Backing the idea that higher education is nearly universally better than entering the workforce straight out of high school were statistics that showed that college graduates, on average, would benefit from as much as $1 million more in lifetime earnings than students who didn’t graduate with a post-secondary degree.

At the same time, however, the cost of a college education began to rise much faster than the rate of inflation, meaning that families began to have to devote more of their overall income to paying for college costs. With annual college tuition climbing into the tens of thousands of dollars, college expenses have outstripped even generous incomes, and students have had to turn increasingly to college loans to pay for their education.

Today, about two-thirds of college students take out student loans to help pay for their education. These students leave college with an average of $23,186 in school loan debt, according to FinAid.org.

This figure is less than the average cost of a new car in 2010 ($29,217), and most new car loans are paid off in five to six years, with an interest rate comparable to the rates on federal education loans.

So why are so many people concerned about the cost of college loans?

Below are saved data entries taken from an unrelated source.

PR #16, opened 2019-07-05
Feature/score manager

wbeltran777:
Finished up a simple Score Manager. 
Created another script along with it to check for collisions as if it was a parking spot.


Assets/Script/Managers/ScoreManager.cs
```diff
@@ -0,0 +1,114 @@
...
+/// <summary>
+/// Score Manager keeps track of the score of each Player
+/// Is in charge of incrementing, reseting and initializing the score
+/// </summary>
+public class ScoreManager : MonoBehaviour
+{
+    private static ScoreManager m_instance;
+    private static Dictionary<string, int> m_carScores = new Dictionary<string, int>();
+
+    [SerializeField] private int WinningScore = 2;
```
m4rtint: m_winningScore

Assets/Script/Managers/ScoreManager.cs
```diff
@@ -0,0 +1,114 @@
...
+            // Probably add a call to StateManager here where we can pause the game.
+            Debug.Log(carThatScored.name + " Wins!");
+        }
+    }
+
+    /// <summary>
+    /// Initializes the score of all the cars in Play. Sets them to 0
+    /// </summary>
+    /// <param name="carsInPlay"> List of Cars in Play </param>
+    public void ScoreSetup(List<GameObject> carsInPlay)
```
m4rtint: Might???? be safer, if you require the argument to require List<CarController> instead of GameObject.

So other devs can ONLY pass in cars instead of other random gameobjects, to make sure you're passing in the correct thing.

m4rtint: it's not a big deal

Assets/Script/Managers/WorldManager.cs
```diff
@@ -21,13 +21,18 @@ public class WorldManager : MonoBehaviour
 
     private readonly string namePrefix = "Player";
     private List<Transform> m_carSpawnPoints = new List<Transform>();
+
+    private List<GameObject> m_carsInPlay = new List<GameObject>();
```
m4rtint: I should already have this in WorldManager
You'll need to merge from develop branch

Assets/Script/Managers/ScoreManager.cs
```diff
@@ -0,0 +1,114 @@
...
+            Destroy(gameObject);
+        }
+
+        DontDestroyOnLoad(gameObject);
+    }
+
+    /// <summary>
+    /// Sets the score of every player to 0. Likely used when retrying rounds
+    /// </summary>
+    private void ResetCarScoreForRetry()
```
Gursaanj: Couldn't this function Just call ScoreSetup again?  Just Wondering

m4rtint: Good point.
But I think i would do like
void ScoreSetup(List<GameObject> carsInPlay) 
{
m_currentCarsInPlay = carsInPlay;
ResetCarScoreForRetry();
}

and remove the foreach loop

Gursaanj: Ooh I see what you mean, that sounds good

Assets/Script/Managers/WorldManager.cs
```diff
@@ -16,11 +16,23 @@ public class WorldManager : MonoBehaviour
...
+    private readonly string namePrefix = "Player";
+    private List<Transform> m_carSpawnPoints = new List<Transform>();
+
+    private List<GameObject> m_carsInPlay = new List<GameObject>();
+
+    [SerializeField] private SplitScreenManager m_splitScreenManager;
+    [SerializeField] private ScoreManager m_scoreManager;
+    [SerializeField] private int m_numOfPlayers;
+    [SerializeField] private GameObject m_carTemplate;
+=======
```
m4rtint: You pushed some merge conflicts here. :(

Assets/Script/Managers/ScoreManager.cs
wbeltran777: I'm not sure what you mean by require a list instead of GameObject since the argument is already a list. How could I add the restrictions you're talking about?

Assets/Script/Managers/WorldManager.cs
wbeltran777: Yep my bad, next push should get rid of them

Assets/Script/Managers/ScoreManager.cs
m4rtint: So like
public void ScoreSetup(List<CarController> carsInPlay) {}

so that the only objects you can feed in, are cars (objects with the Car Controller script attached).. Not random GameObjects.

Assets/Script/Managers/WorldManager.cs
```diff
@@ -16,11 +16,20 @@ public class WorldManager : MonoBehaviour
     private readonly string Player = "Player_";
     private readonly string Camera = "Camera_";
 
+
+    private readonly string namePrefix = "Player";
+
+    private List<GameObject> m_carsInPlay = new List<GameObject>();
+
+    [SerializeField] private ScoreManager m_scoreManager;
+    [SerializeField] private int m_numOfPlayers;
```
m4rtint: Remove this, m_numberOfPlayers is already on line 40.

Assets/Script/Managers/WorldManager.cs
```diff
@@ -16,11 +16,20 @@ public class WorldManager : MonoBehaviour
     private readonly string Player = "Player_";
     private readonly string Camera = "Camera_";
 
+
+    private readonly string namePrefix = "Player";
+
+    private List<GameObject> m_carsInPlay = new List<GameObject>();
```
m4rtint: remove this field. 

Already have m_listOfCars; 

If you need a list, you can create a getter to get the Array of m_listOfCars as a List.

Assets/Script/Managers/WorldManager.cs
```diff
@@ -16,11 +16,20 @@ public class WorldManager : MonoBehaviour
     private readonly string Player = "Player_";
     private readonly string Camera = "Camera_";
 
+
+    private readonly string namePrefix = "Player";
```
m4rtint: Remove this since we already have 
readonly string Player = "Player_"

Assets/Script/Managers/WorldManager.cs
m4rtint: hmm..I see you change m_listOfCars to use your 
m_carsInplay. 

You should remove m_listOfCars then, instead of this.

Assets/Script/OnTriggerEnterTest.cs
```diff
@@ -0,0 +1,24 @@
+﻿//-----------------------------------------------------------------------
```
m4rtint: Should delete this file if it's just a test and not needed

Assets/Script/Managers/WorldManager.cs
wbeltran777: I already turned m_carsInPlay into a getter that grabs m_listOfcars, is that alright?

Assets/Script/Managers/ScoreManager.cs
wbeltran777: Hmmm I'm sorry I still don't understand, 
List needs an argument in it's brackets, otherwise I get an error. 
Wouldn't we need to define a car struct or something if we want to only take in cars?

m4rtint: I was just pseudo coding. 

public void ScoreSetup(List<GameObject> carsInPlay){} 

As a developer, I can pass in 10 empty gameobjects into the ScoreSetup and it will think we have 10 cars.
As a developer, I can pass in 5 Obstacles into the ScoreSetup and it will think we have 5 cars.

BUT
 
If i made it
public void ScoreSetup(List<CarController> carsInPlay) {...}

As a developer, I can TRY to pass in 10 empty gameobjects, but Visual Studios/Unity will complain
As a developer, I can TRY to pass in 3 obstacles, but Visual Studios/Unity will complain. 
As a developer, I can ONLY pass in 2 cars (Which contains CarController scripts), and that is the only argument that works. 

It make it so that ScoreSetup doesn't have to worry whether or not what you are passing in are Cars or not.

Assets/Script/Managers/WorldManager.cs
```diff
@@ -72,12 +87,17 @@ private void SetupPlayersAndCameras()
...
     {
         GameObject newPlayer = new GameObject();
         newPlayer.transform.position = m_carSpawnPoints[playerNumber].position;
         newPlayer.name = Player + (playerNumber + 1);
 
+        m_carsInPlay.Add(newPlayer);
+
         GameObject playerCar = CreateCar(m_carSpawnPoints[playerNumber]);
         playerCar.transform.parent = newPlayer.transform;
         m_listOfCars[playerNumber] = playerCar;
```
m4rtint: remove
```
private GameObject[] m_listOfCars
m_listOfCars[playerNumber] = playerCar
```

And just keep m_carsInPlay as its own variable

```
private List<GameObject> m_carsInPlay
public List<GameObject> CarsInPlay { get; }
```

Assets/Script/Managers/ScoreManager.cs
wbeltran777: Yeah that makes sense. However if I make a list of CarController then ScoreSetup loses access to the name, which it uses to setup the dictionary for keeping track of the score, and then to announce the winner. Unless you're suggesting we change the entire indexing of scores to be attached to CarController instead of GameObject. 

We could do that, but every time we park somewhere, we'd have to use GetComponent in order to access a car's CarController. 
Would this be alright? 

How about we keep the GameObject and just throw an error if the object passed doesn't contain a CarController component?

m4rtint: You can access the gameObject by doing 

CarController.gameObject

m4rtint: You don't have to change it to this if you don't want to.

mikeslgoh:
[Score Manager](https://trello.com/c/PSa7aMNd/33-score-manager)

Simply put, not all college loans are created equal.

Federal education loans are issued directly by the federal government and carry a fixed interest rate, along with flexible repayment terms and multiple options for postponing or reducing one’s monthly payments based on one’s financial circumstances. Federal college loans are generally low-cost, low-pressure loans.

Private education loans on the other hand, which are issued not by the government but by banks, credit unions, and other private-sector lenders, are variable-rate, credit-based loans that typically carry higher fees and rates than their federal counterparts. Private student loans also offer much fewer, if any options, for financially distressed borrowers to be able to postpone or reduce their payments.

One major difference between a new car loan and a student loan is the deferment period. With a car loan, payments on the principal begin immediately. A portion of every payment is used to reduce the balance owed.

In contrast, all federal education loans and many private education loans allow students to defer making any payments while they’re still in school. The repayment of the loan can be delayed for years while the student finishes school – with no delay of interest charges, however.

Except in the case of subsidized federal student loans – for which the government will cover the interest while a student is in school and which are awarded only to students who demonstrate the most financial need – interest begins to accumulate on college loans as soon as the loans are issued, even if a student is deferring payments.

This accumulation may take place over months or years, quietly running up the balance on a student’s school loan debt to alarmingly high levels.

Families concerned with accumulating excessive college loan debt can always decline to take on any school loans. Federal college loans awarded in a student’s financial aid package are always optional; students can turn these loans down if they have another financial resource and don’t want to take on the debt of school loans.

Students forgoing their available federal college loans at the beginning of the school year, however, may end up passing on this government money only to see their financial circumstances change unexpectedly mid-semester. In cases like these, students may be forced to turn to private student loans to bridge the financial gap.

A good strategy for college students is to first seek out college scholarships and grants and then maximize their available federal student loans before considering a private student loan. Private loans should be considered only as a last resort and only for financial emergencies that arise during the semester that other sources of financial aid can’t cover.

Students should develop a clear and detailed plan for how they’re going to pay their college expenses for each year they attend classes, especially if they plan to decline the federal school loans in their financial aid packages.